The bayesian/frequentist distinction can cover three different things that may occasionally be mixed up:
The core philosophical disagreement (the “proper” one) about whether probabilities an agent’s knowledge / uncertainty about the world, or whether they represent frequencies of some event. For example, a frequentist in this sense might say that it’s meaningless to talk about the probability that the millionth binary digit of pi is even or odd. I think frequentist epistemology is mostly discredited, but that it used to be dominant.
There are a bunch of hodge-podge statistical methods and tests (like p-values); and later on attempts to unify everything in terms of bayesian methods. People used to the “old” methods may not particularly call themselves “frequentists” or care that much about such labels; those pushing for the new (better) methods are the ones stressing the distinction (hunting down the sin of frequentism), sometimes to the annoyance of the rest.
Thinking in probabilities versus thinking in frequencies (80 women out of a hundred); the human brain works better when a problem is presented in terms of frequencies
The classical way of explaining the difference is through the example of a coin that you know is biased, but you don’t know whether heads or tails is favored and by how much. What is the probability that the next toss will be heads?
Supposedly, a frequentist would say that there is an objective answer, given by the bias of the coin which also equals the proportion of heads in a long run. You just don’t know what it is, the only thing you know is that it is not 1⁄2. A Bayesian would say by contrast that since you have no information to favor one side over the other, the probability (degree of belief) you have to assign at this point is 1⁄2.
This only explains the question of Frequentism vs Bayesianism as philosophical interpretations of “what probability is”. The practical issue of Frequentism vs Bayesianism as concrete statistical methods is often tangled with this one in discussions, but it is really a separate matter.
I had the same issue, and I’m personally not convinced there’s an actual “Bayesian vs frequentist” conflict as framed in the sequences. Both are useful ways of thinking in different scenarios.
To use Emile’s example, there’s a distinction between the probability that you think the millionth digit of pi is even or odd, and whether it really is even or odd. Even though you don’t know the millionth digit offhand, it can be computed and has a definite value, so it really doesn’t matter what you think it is. Saying 50:50, or more generally an equal probability distribution, is in my mind basically the same as saying “I don’t know” (i.e. “I have zero evidence for deciding one way or the other.”)
There’s also a difference between the parity of the millionth digit of pi, and, for example, the wind speed at an arbitrary place and future time.
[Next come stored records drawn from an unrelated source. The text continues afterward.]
PR #802, opened 2023-04-25
Add new ML event type

hmstepanek:
# Overview
Add new ML Event data type.


newrelic/core/stats_engine.py
```diff
@@ -1489,6 +1519,13 @@ def reset_custom_events(self):
         else:
             self._custom_events = SampledDataSet()
 
+    def reset_ml_events(self):
+        if self.__settings is not None:
+            # TODO fix this with the actual setting
+            self._ml_events = SampledDataSet(8333)
```
lrafeei, line 1525: Should this be 100000 or 8333?  Follow up question: if this 8333 is correct, should line 59 in newrelic.core.config also be 8333?

hmstepanek: It should be 8333 since it will be on the fast harvest but this should be replaced in the next PR with the actual setting instead of a hardcoded number anyway. That computation will happen behind the scenes. Users will set the value to 100,000 and it will get converted into the 8333 value internally based on the fast harvest cycle.

lrafeei: Gotcha!

lrafeei (approved):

It’s impossible to calculate, so instead you can apply Bayesian methods and estimate a range of values based on prior knowledge, and any historical data you might have access to.
I don’t think Bayesians and Frequentists would answer that question differently; frequentists also use Bayes’ Theorem, they just don’t base all their philosophy on it.
The “degree of uncertainty” can be extracted from that figure but if becoming more certain decreases the figure then it requires a different word.